British comic book story

"Bible John - A Forensic Meditation" is a creator-owned British comic story. It was originally published in the adult-orientated comic Crisis between May and August 1991. Written by Grant Morrison with art by Daniel Vallely, the story is a multimedia study of the unsolved Bible John murders carried out in Glasgow in the 1968 and 1969.

==Creation==
The story was one of several commissioned by new Crisis editor Michael Bennent as he took over the reins from Steve MacManus. It was the first Grant Morrison story written specifically for the title, which had previously printed the Morrison/Steve Yeowell collaboration "The New Adventures of Hitler" after its original parent publication folded, while the final part of Morrison/Rian Hughes revisionist Dan Dare strip "Dare" also saw print in Crisis after sister comic Revolver was absorbed.

Morrison claimed to have written the story using a Ouija board and the story made no attempt to solve the murders, instead focusing on a critique in mankind's attempts to find rationality in searching for the killer.
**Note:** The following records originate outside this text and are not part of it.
PR #249, opened 2025-03-27
Change all PMT glass types

llebanowski:
This PR swaps PMT glass type definitions for all PMTs, following the update in [PR 244](https://github.com/rat-pac/ratpac-two/pull/244).  A before and after comparison will be provided later.

One PMT uses a quartz window, and so the optical properties of quartz are also updated here.  A visualization of the refractive index: 
image


tannerbk:
Can you confirm a negligible impact on nhit and timing?

llebanowski:
Comparison of Before and After changing validPMT glass_material from “glass” to “borosilicate_glass” (changes refractive index).
10,000 events in Valid.geo using macro validation/electron.mac

No discernible impact observed:

image
image
image

PR #250, opened 2025-03-27
Laserball spectra

srig19:


src/gen/src/VertexGen_PhotonBomb.cc
```diff
@@ -25,18 +25,42 @@ VertexGen_PhotonBomb::VertexGen_PhotonBomb(const char *arg_dbname) : GLG4VertexG
...
-    double energy;
-    if (fRndmEnergy)
+    theta = acos(2.0 * G4UniformRand() - 1.0);
+    phi = 2.0 * G4UniformRand() * CLHEP::pi;
+    if (fRndmEnergy) {
       energy = fMinEnergy + (fMaxEnergy - fMinEnergy) * fRndmEnergy->shoot();
-    else
+    } else if (fDist) {
+      try {
+        DBLinkPtr spectradb = DB::Get()->GetLink("WLSPECTRA", std::to_string((int)fWavelength));
```
JamesJieranShen, line 44: I'm a bit confused on how one is supposed to use the spectrum here. if the name `WLSPECTRA` is hard coded into the script, how would one invoke `LBSPECTRA`?

JamesJieranShen (changes requested):
Hi Yash,

Thanks again for putting in this patch. It would be really nice to have this. I have a couple issues with the current implementation.
1. As far as I can tell, the choice of whether one is choosing to use a spectrum or just simulating monoenergetic photons is only controlled  by a RADB entry. I don't think this is transparent enough, since a user can be running a macro that does something completely unexpected if they don't closely examine the content of their RATDB directory.
2. While I understand where you are coming from, I strongly disagree with the approach you are taking by casting a user input wavelength from int to a string and use it as an index. This can be extremely dangerous, considering JSON (RATDB) is an untyped language and a lot of things can go wrong with the conversion. I also think that this is, again, too much "magic" -- we should make the users clearly specify the spectrum they would like to use, should they choose to use it. 
3. There's actually a potential issue with the way you are specifying a distribution here. As @gmwendel and many others have pointed out previously, since the spectrum is a partial distribution, it is ambiguious if the bins should be considered to be evenly spaced in wavelength or energy. For other similar things (particularly in the scintillation model), we actually specify an `option` (either `wavelength` or `dy_dwavelength`) to account for this. I think we should use a similar approach here. You can refer to the implementation for the scintillation model to see what we should do.


That being said, I propose the following big-picture changes:
- remove the `param` entry to ratdb. 
- For every spectrum, the table name should be `LBSPECTRA` and the index should explicitly be a string, e.g. `400nm`. 
- The photonbomb interface in a macro should be the following:
  - Old inteface `pbomb 30 400` should simulate 30 photons of 400nm. 
  - New interface `pbomb 30 LBSPECTRA[400nm]` should simulate 30 photons whose wavelength/energy are pulled from the spectrum defined under tblname `LBSPECTRA` and index `400nm`.  (BTW, from an implementation standpoint, it's probably ok to hardcode the tablename, so you can just look for the words `LBSPECTRA` in your state string, rather than coming up with some fancy thing to parse the strings and determine whether it's a number or not). 
 
Does this sound ok with you? Others such as @tannerbk should probably also see if this interface is agreeable.

Thanks again!

src/gen/src/VertexGen_PhotonBomb.cc
srig19: I updated the PR in EosSimulations to change the name, our ratdb table is still called `LBSPECTRA.ratdb` but the name is still "WLSPECTRA"

PR #251, opened 2025-03-31
Bonsai dev

anikakatt:
Edited bonsai to use the fitter interface to grab PMT hit times and charges.


tannerbk:
Thanks @anikakatt. Please remove any Eos specific tables and move them to the EosSimulations repo.

PR #252, opened 2025-04-01
Fully Deprecate WaveformAnalysis

JamesJieranShen:
Remove WaveformAnalysis from the repo entirely. This PR contains two commits. The first removes the instantiation of the WaveformAnalysis processors, which generated extraneous deprecation warnings in the log (thanks to @baldonia for reporting this). The second one completely removes it. If people think this is too aggressive for now, I can remove the second commit.


tannerbk:
LGTM.

PR #253, opened 2025-04-01
Small changes related to DAQ and waveform analysis

tannerbk:
1. Remove some unused headers in DAQ modules
2. Add estimated PE to DS::DigtPMT, to be filled by any method that attempts to estimate the number of PEs for a given PMT hit. This is separate from some method that attempts to extract the hit-times/hit-charges for each individual PE, which is handled in the WaveformAnalysisResults. Happy to discuss alternative implementations.
3. Change "getNhits" to "getNPEs" so that function is more appropriately named. 
4. Add some additional waveform analysis variables to the ntuple.


src/io/src/OutNtupleProc.cc
```diff
@@ -505,17 +511,20 @@ Processor::Result OutNtupleProc::DSEvent(DS::Root *ds) {
         digitPMTID.push_back(digitpmt->GetID());
         digitTime.push_back(digitpmt->GetDigitizedTime());
         digitCharge.push_back(digitpmt->GetDigitizedCharge());
+        digitNCrossings.push_back(digitpmt->GetNCrossings());
+        digitTimeOverThreshold.push_back(digitpmt->GetTimeOverThreshold());
+        digitPredictedPE.push_back(digitpmt->GetEstimatedPE());
         if (digitpmt->GetNCrossings() > 0) {
           digitNhits++;
         }
-        digitNCrossings.push_back(digitpmt->GetNCrossings());
```
JamesJieranShen, line 511: I don't think digitNCrossings should be removed here?

src/ds/include/RAT/DS/DigitPMT.hh
```diff
@@ -80,6 +80,10 @@ class DigitPMT : public TObject {
   virtual void SetTimeOffset(Double_t _time_offset) { this->time_offset = _time_offset; }
   virtual Double_t GetTimeOffset() { return time_offset; }
 
+  /** Estimated number of photoelectrons, from likelihood algorithm */
+  virtual void SetEstimatedPE(Int_t _fNPE) { this->fNPE = _fNPE; }
```
JamesJieranShen, line 84: The naming here kind of breaks convension -- everything in a digitPMT is supposedly `Estimated` -- so I would suggest just name this `SetNPEs`. Also, it should be plural.

src/io/include/RAT/OutNtupleProc.hh
```diff
@@ -156,7 +156,10 @@ class OutNtupleProc : public Processor {
   std::vector<double> digitPeak;
   std::vector<double> digitTime;
   std::vector<double> digitCharge;
+  std::vector<double> digitTimeOverThreshold;
+  std::vector<double> digitVoltageOverThreshold;
   std::vector<double> digitLocalTriggerTime;
+  std::vector<int> digitPredictedPE;
```
JamesJieranShen, line 162: This should certainly be the same as whatever name we using in `digitPMT` -- either `estimatedPEs` or just `NPEs`

JamesJieranShen (changes requested):
Looks good to me in general! Couple small tweaks.

src/io/src/OutNtupleProc.cc
tannerbk: This is moved up, I can put it back below the nhits counter if it is preferred.

tannerbk:
@JamesJieranShen should be ready for review.

JamesJieranShen (approved):

PR #254, opened 2025-04-01
Fix probability check in PMTOpticalModel

### LINKED ISSUE #242: efficiency greater than 1
We are having the issue with efficiency greater than 1 error:
https://github.com/rat-pac/ratpac-two/blob/ab24a151732a84199bc5665bc379714273de4130/src/physics/src/GLG4PMTOpticalModel.cc#L392

The efficiency peak value in our model is 0.64. The thin_factor is always 1. It gives the efficiency > 1 error.
Can you have an option to comment that line out?

llebanowski:
Addresses Issue #242 [@gyang9].  This issue was independently observed by @ZachL00 and this PR was found to resolve it.  

Issues: Tests of bounds on collection_eff and A (absorption probability) were inside a debug conditional, meaning they did not run in general.  If out of bounds, both collection_eff and A were set to 0.5, which is entirely arbitrary.  
Without changing the core behavior, this PR:

1.   Tests bounds outside of debug mode.
2.   Corrects one of the bounds to use the p.e. probability (A*collefction_eff) instead of just collection_eff, which could have a value greater than 1 without being incorrect.
3.   Assigns reasonable values to out of bounds parameters.

fixes #242

### DIFF
--- a/src/physics/src/GLG4PMTOpticalModel.cc
+++ b/src/physics/src/GLG4PMTOpticalModel.cc
@@ -377,15 +377,13 @@ void GLG4PMTOpticalModel::DoIt(const G4FastTrack &fastTrack, G4FastStep &fastSte
     An = 1.0 - (fT_n + fR_n);           // The absorption at normal incidence
     collection_eff = _efficiency / An;  // net QE = _efficiency for normal inc.
 
-#ifdef G4DEBUG
     if (A < 0.0 || A > 1.0 || collection_eff < 0.0 || A * collection_eff > 1.0) {
+#ifdef G4DEBUG
       RAT::debug << "GLG4PMTOpticalModel::DoIt(): Strange coefficients!" << newline;
       RAT::debug << "T, R, A, An, weight: " << T << " " << R << " " << A << " " << An << " " << weight << newline;
       RAT::debug << "collection eff, std QE: " << collection_eff << " " << _efficiency << newline;
       RAT::debug << "=========================================================" << newline;
-    }
 #endif
-    if (A < 0.0 || A > 1.0 || collection_eff < 0.0 || A * collection_eff > 1.0) {
       collection_eff = _efficiency;
       if (A <= 0.0) {
         A = 0.0;
--- a/src/physics/src/GLG4PMTOpticalModel.cc
+++ b/src/physics/src/GLG4PMTOpticalModel.cc
@@ -378,18 +378,25 @@ void GLG4PMTOpticalModel::DoIt(const G4FastTrack &fastTrack, G4FastStep &fastSte
     collection_eff = _efficiency / An;  // net QE = _efficiency for normal inc.
 
 #ifdef G4DEBUG
-    if (A < 0.0 || A > 1.0 || collection_eff < 0.0 || collection_eff > 1.0) {
+    if (A < 0.0 || A > 1.0 || collection_eff < 0.0 || A * collection_eff > 1.0) {
       RAT::debug << "GLG4PMTOpticalModel::DoIt(): Strange coefficients!" << newline;
       RAT::debug << "T, R, A, An, weight: " << T << " " << R << " " << A << " " << An << " " << weight << newline;
       RAT::debug << "collection eff, std QE: " << collection_eff << " " << _efficiency << newline;
       RAT::debug << "=========================================================" << newline;
-      A = collection_eff = 0.5;  // safe values???
     }
 #endif
+    if (A < 0.0 || A > 1.0 || collection_eff < 0.0 || A * collection_eff > 1.0) {
+      A = 1.0;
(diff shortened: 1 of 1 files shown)


src/physics/src/GLG4PMTOpticalModel.cc
```diff
@@ -378,18 +378,26 @@ void GLG4PMTOpticalModel::DoIt(const G4FastTrack &fastTrack, G4FastStep &fastSte
...
-    if (A < 0.0 || A > 1.0 || collection_eff < 0.0 || collection_eff > 1.0) {
+    if (A < 0.0 || A > 1.0 || collection_eff < 0.0 || A * collection_eff > 1.0) {
       RAT::debug << "GLG4PMTOpticalModel::DoIt(): Strange coefficients!" << newline;
       RAT::debug << "T, R, A, An, weight: " << T << " " << R << " " << A << " " << An << " " << weight << newline;
       RAT::debug << "collection eff, std QE: " << collection_eff << " " << _efficiency << newline;
       RAT::debug << "=========================================================" << newline;
-      A = collection_eff = 0.5;  // safe values???
     }
 #endif
+    if (A < 0.0 || A > 1.0 || collection_eff < 0.0 || A * collection_eff > 1.0) {
```
JamesJieranShen, line 388: Can we combine the two if blocks here? The condition is the same, so the preprocessor directive can just live inside the if block.

src/physics/src/GLG4PMTOpticalModel.cc
```diff
@@ -378,18 +378,26 @@ void GLG4PMTOpticalModel::DoIt(const G4FastTrack &fastTrack, G4FastStep &fastSte
...
+      collection_eff = _efficiency;
+      if (A <= 0.0) {
+        A = 0.0;
+      } else {
```
JamesJieranShen, line 392: Do we actually want this to be `else if (A > 1.0)`? Presumably if the collection efficiency is too large and we had to scale it to `_efficiency`, A would not need to be scaled.

src/physics/src/GLG4PMTOpticalModel.cc
```diff
@@ -378,18 +378,26 @@ void GLG4PMTOpticalModel::DoIt(const G4FastTrack &fastTrack, G4FastStep &fastSte
...
+        A = 1.0;
+      }
+    }
 
     collection_eff *= RAT::PhotonThinning::GetFactor();
-    if (collection_eff > 1.0) {
-      RAT::Log::Die(dformat("PMT collection efficiency of %f is >1.0! Is thin_factor too big?", collection_eff));
+    if (A * collection_eff > 1.0) {
```
JamesJieranShen, line 398: I understand this was  the old behavior, but perhaps we shouldn't die here, but rather just shout out a really loud warning? I'm not sure.

src/physics/src/GLG4PMTOpticalModel.cc
llebanowski: The _efficiency should almost certainly not be at fault, rather the An, which is effectively set to 1 here by setting collection_eff to _efficiency.  Therefore, I suggest also setting A to 1.

src/physics/src/GLG4PMTOpticalModel.cc
llebanowski: I think it should die here because the physics will be incorrect if it proceeds.

JamesJieranShen (approved):
Thanks for the response, Logan, I'm happy with this change now given your reasons.

src/physics/src/GLG4PMTOpticalModel.cc
```diff
@@ -377,19 +377,25 @@ void GLG4PMTOpticalModel::DoIt(const G4FastTrack &fastTrack, G4FastStep &fastSte
...
 #ifdef G4DEBUG
-    if (A < 0.0 || A > 1.0 || collection_eff < 0.0 || collection_eff > 1.0) {
       RAT::debug << "GLG4PMTOpticalModel::DoIt(): Strange coefficients!" << newline;
       RAT::debug << "T, R, A, An, weight: " << T << " " << R << " " << A << " " << An << " " << weight << newline;
       RAT::debug << "collection eff, std QE: " << collection_eff << " " << _efficiency << newline;
       RAT::debug << "=========================================================" << newline;
-      A = collection_eff = 0.5;  // safe values???
-    }
 #endif
+      collection_eff = _efficiency;
```
tannerbk, line 387: Why is the collection efficiency reset to the quantum efficiency here, for example in the cases where A < 0 or A > 1

llebanowski: Implemented more complete checks and resets.  I believe these checks will not fail in general because the previous spurious failure was due to the inappropriate check of collection_eff when it should have been checking A*collection_eff.

PR #255, opened 2025-04-09
added fitted charge calibration

rl23:


syjeon162:
Can I ask about the motivation for the changes in `WaveformAnalysisLognormal.cc`? My understanding is that the charge scale is already reflected in the simulated pulses, and since we're fitting these pulses, we should not need to multiply the lognormal fitted charge with the charge scale again. Perhaps this is why the charge scales have been applied twice.

tannerbk:
Right now the PMT pulses are being scaled by the values in the "charge_scale" table. I think we just want to make it such that we can load a different table by specifying an index. That feature already exists, but I think we want separate indices for the different tables here:
```
https://github.com/rat-pac/ratpac-two/blob/959e597f5875f1c832b76a355c64a86f84ed8d55/src/ds/include/RAT/DS/ChannelStatus.hh#L56
```

src/ds/include/RAT/DS/ChannelStatus.hh
```diff
@@ -58,8 +58,10 @@ class ChannelStatus : public TObject {
     default_offset = lCableOffset->GetD("default_value");
     DBLinkPtr lChannelOnline = DB::Get()->GetLink("channel_online", index);
     default_is_online = lChannelOnline->GetD("default_value");
-    DBLinkPtr lChargeScale = DB::Get()->GetLink("charge_scale", index);
-    default_charge_scale = lChannelOnline->GetD("default_value");
+    DBLinkPtr lChargeScaleIndex = DB::Get()->GetLink("charge_scale", "selected_charge_scale");
```
tannerbk, line 61: I think we need to update the CHANNEL_STATUS_DEFAULTS.ratdb to add this.

src/io/include/RAT/OutNtupleProc.hh
```diff
@@ -185,7 +185,7 @@ class OutNtupleProc : public Processor {
   std::vector<std::vector<double>> trackTime;
   std::vector<std::vector<int>> trackProcess;
   std::vector<std::vector<int>> trackVolume;
-
+
```
tannerbk, line 188: Can you remove this change?

tannerbk:
LGTM. I can merge the conflicts.

tannerbk:
Merging #261 with the conflicts resolved.

PR #257, opened 2025-04-16
Waveform fitter FoMs in NtupleProc

syjeon162:
Adds branches for waveform fitter figures of merit to outntuple.
The FoMs to be included in outntuple needs to be specified in `IO.ratdb`.


JamesJieranShen (approved):
LGTM. Thanks!

PR #263, opened 2025-04-30
Allow channel status indexing to be different for every column

JamesJieranShen:
Also featuring slight channel status refactoring to make people's lives easier when they add a new status.

### DIFF
--- a/ratdb/CHANNEL_STATUS_DEFAULTS.ratdb
+++ b/ratdb/CHANNEL_STATUS_DEFAULTS.ratdb
@@ -1,4 +1,12 @@
-// This table includes all default values set for the ChannelStatus class. Custom values should be set per-experiment.
+// Default channel_status selection table. This table controls which channel_selection
+{
+  "name": "channel_status_selection",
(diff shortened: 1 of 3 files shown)


ratdb/CHANNEL_STATUS_DEFAULTS.ratdb
```diff
@@ -1,4 +1,12 @@
-// This table includes all default values set for the ChannelStatus class. Custom values should be set per-experiment.
+// Default channel_status selection table. This table controls which channel_selection
+{
+  "name": "channel_status_selection",
+  "index": "",
+  "run_range": [0, 0],
+  "default": "",
+}
```
tannerbk, line 7: Can you provide an example here, commented out maybe, of how to use this table?

JamesJieranShen: done.

tannerbk:
LGTM. I tested for the charge scales and cable delays, and worked well.

PR #418, opened 2018-03-16
Add egs_phsp_scoring ausgab object.

blakewalters:
This ausgab object allows the user to score phase space files in EGSnrc or
IAEA format for particles entering/exiting a predefined geometry.
See the documentation at the the top of egs_phsp_scoring.cpp for more
details.

It has been tested for a single scoring plane perpendicular to the Z axis.
However, testing for other and more complex geometries is encouraged and
required!

The commit also includes a small change to the check_byte_order() function
in iaea_header.cpp: The function, which is called every time an IAEA header
file is updated, no longer outputs the byte order (along with an outdated
list of associated architectures) to the screen.  This was resulting in
a lot of cryptic screen output when writing IAEA phase space files.

### DIFF
--- a/HEN_HOUSE/egs++/ausgab_objects/egs_phsp_scoring/egs_phsp_scoring.cpp
+++ b/HEN_HOUSE/egs++/ausgab_objects/egs_phsp_scoring/egs_phsp_scoring.cpp
@@ -28,7 +28,8 @@
 #  A phase space scoring class.
 #
 #  Scores phase space data for particles crossing all surfaces of a user-specified
-#  predefined geometry
+#  predefined geometry.  The phase space geometry must be a component of the simulation
+#  geometry or coincident with a surface of the simulation geometry.
 #
 #  Phase space data can be scored in one of 2 possible formats:
 #
@@ -89,17 +90,31 @@
 #  program their own concatenation routine.
 #
 #  Example:
-#  The following example input defines a phase space scoring plane perpendicular to the Z axis at Z=0.
+#  The following example input defines a phase space scoring plane perpendicular to the Z-axis
+#  positioned at the bottom of a volume of water.
 #
-#  First, the user must define the plane geometry (this could have already been defined as part
-#  of the simulation geometry):
+#  :start geometry definition:
+#      :start geometry:
+#          library = egs_planes
+#          type = EGS_Zplanes
+#          positions = 21.0
+#          name = scoreplane
+#      :stop geometry:
 #
 #      :start geometry:
-#        library = egs_planes
-#        type = EGS_Zplanes
-#        positions = 0.0
-#        name = scoreplane
-#     :stop geometry:
+#          library = egs_ndgeometry
+#          type = EGS_XYZGeometry
+#          name = water_box
+#          x-planes = -15.0  15.0
+#          y-planes = -15.0 15.0
+#          z-planes = 0.0 21.0
+#          :start media input:
+#             media = H2O521ICRU
+#          :stop media input:
+#      :stop geometry:
+#
+#      simulation geometry = water_box
+#  :stop geometry definition:
 #
 #  Then, the user must define the scoring plane ausgab object:
 #
@@ -109,7 +124,7 @@
 #          name = example
 #          phase space geometry = scoreplane
 #          output format = EGSnrc [IAEA]
-#          [constant Z = 0.0]
+#          [constant Z = 21.0]
 #          particle type = all
 #        :stop ausgab object:
 #    :stop ausgab object definition:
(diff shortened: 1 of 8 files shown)


blakewalters:
Excellent suggestion, @mchamberland!  I'll go ahead and put that in....

HEN_HOUSE/egs++/ausgab_objects/egs_phsp_scoring/egs_phsp_scoring.h
```diff
@@ -0,0 +1,266 @@
...
+
+    int ocharge;           //particle type for output: 0--all; 1--photons; 2--charged particles
+
+    int scoredir;           //scoring direction: 0--on entry and exit; 1--on entry; 2--on exit
+
+    string phsp_fname; //name of phase space file
+
+    string phspoutdir; //output directory
+
+    const EGS_Float prm = 0.5109989461; //precise rest mass
```
rtownson: This was added a while ago! See `egs_phsp_source.cpp`.
```
EGS_Application::activeApplication()->getRM()
```

blakewalters: I figured there was something like that.  Thanks, Reid!  Other changes coming, too.

rtownson:
@blakewalters are you planning to add the ability to score the phase-space between pairs of regions? For example, to score particles moving from regions 2 to 4, 3 to 5, and 4 to 2 (could be done with region labels):
```
from regions = 2 3 4
to regions =  4 5 2
```

Also, in the current implementation particles could curve around and pass through the scoring planes twice (especially with magnetic fields). I feel like there should be an option to stop transporting the particle after it is scored.

HEN_HOUSE/egs++/ausgab_objects/egs_phsp_scoring/egs_phsp_scoring.cpp
```diff
@@ -0,0 +1,718 @@
...
+#  along with EGSnrc. If not, see <http://www.gnu.org/licenses/>.
+#
+###############################################################################
+#
+#  Author:          Blake Walters, 2018
+#
+###############################################################################
+#
+#  A phase space scoring class.
+#
```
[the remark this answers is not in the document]
blakewalters: Hi @rtownson:  One of my original ideas for this ausgab object was to use the setLabels function to determine whether particles are "inside" or "outside" of the scoring geometry, but I couldn't figure out a way to retroactively go back and set labels in the transport geometry once it had already been created.  Can you see a way to do this?  Even if region labeling can't be used, though, it should be no problem to score based on entering/exiting certain region numbers provided that the user knows the region numbers in the original geometry.  As for multiple passers, yes, in the current implementation, there's no way to tell if a particle has crossed a scoring plane more than once.  I can add an an option to: 1) eliminate particles once they've been scored, 2) flag multiple passers using LATCH in EGSnrc format phase space files or 3) simply not score > 1 pass of a given particle.  Finally, before merging this feature, yes, I'll transfer the description over to the .h file and format it for doxygen.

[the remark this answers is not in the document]
rtownson: I'm not sure I understand your `setLabels` idea, but could you use `isInside` on the scoring geometry for this? That could work if you want to score upon entering or exiting a given geometry I think. For the idea where the user provides a list of regions (or labels), then you can use labels the same as in egs_dose_scoring.

For multiple passers, it's always good to have options I guess I just don't understand the application of (3). I get confused by the creation of secondaries after the primary is scored - the primary may pass a second time and not get scored but create more secondaries that are scored. Then when you use the phase-space you would have the primary where it was first scored but also secondaries from transport that "hasn't occurred yet". So if you re-ran the simulation from the phase-space you would get a higher dose in the scoring region that in the original simulation.

Maybe there should be an option to not multiple-score the primary *and* its secondaries - this would allow you to continue transport after phase-space scoring (to score multiple phase-spaces for example) but not have signal duplication.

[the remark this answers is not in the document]
blakewalters: @rtownson, see the latest commit.

HEN_HOUSE/egs++/egs_application.h
```diff
@@ -1122,7 +1122,13 @@ class EGS_EXPORT EGS_Application {
     };
     virtual EGS_Float getRM() {
         return -1.0;
-    };
+    }
```
rtownson: This line is missing a semicolon.

blakewalters: Thanks, @rtowson.  There were some other issues as well.  Silly git!  See the amended commit.

maxorok:
Hi guys, great job on this feature! 

Having tested it with an EGS_Xplane at 0.0 for both IAEA and EGSnrc formats, it seems to work nicely. However, would there be any way to get constant values at a plane in the EGSnrc format in addition to that functionality in the IAEA phsp format? Is there a historical reason why or why not? 

Thank you!

blakewalters:
Hi @maxorok: By definition, EGSnrc format phase space files store particle X,Y positions.  Thus, they can only provide meaningful information for particles scored on a plane.  Generally, this plane is assumed to be perpendicular to the Z-axis, and the Z position of the plane is not written to the file.  This convention is traceable back to the original codes used to generate these phase space files, such as BEAMnrc, in which scoring planes always correspond to the bottom surfaces of accelerator components, these surfaces are perpendicular to the beam axis, and their Z location is known.  I suppose you could get meaningful 3D information from an EGSnrc format phase space file scored on an oblique plane if you knew the equation of the plane, but you'd have to recover the Z values using a separate routine.  Hope this answers your question.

Artist Daniel Vallely had been a bandmate of Morrison in The Mixers and gained notice working on the first issue of Saviour, Mark Millar's professional debut for British publisher Trident Comics. For "Bible John" he deployed a collage technique, similar to that of Dave McKean.

==Publishing history==

By the time "Bible John" saw publication, Crisis and publisher Fleetway Publications were in dire financial straits as sales for the title fell and pressure grew on company owner Robert Maxwell. Initially a fortnightly, Crisis was now on a monthly schedule. "Bible John" was serialised across eight such issues, dated March to August 1991; the comic's editorial page introduced it as a 'prosepoemessay'. Vallely would ultimately leave comics not long afterwards to pursue a career in photo journalism. As of the story has not been reprinted since its run in Crisis.

==Reception==
Comic Book Resources listed "Bible John" as one of the '8 Best British Grant Morrison Comics'. In the introduction to Killer Komix 2, a 2000 anthology of modern crime comics published by Critical Vision, comics scholar Roger Sabin pointed to "Bible John" as one of several comics of the time that had covered serial killers, alongside Alan Moore and Eddie Campbell's From Hell while Marc Singer identified many of the story's themes as being a precursor to Morrison's 1994 graphic novel The Mystery Play.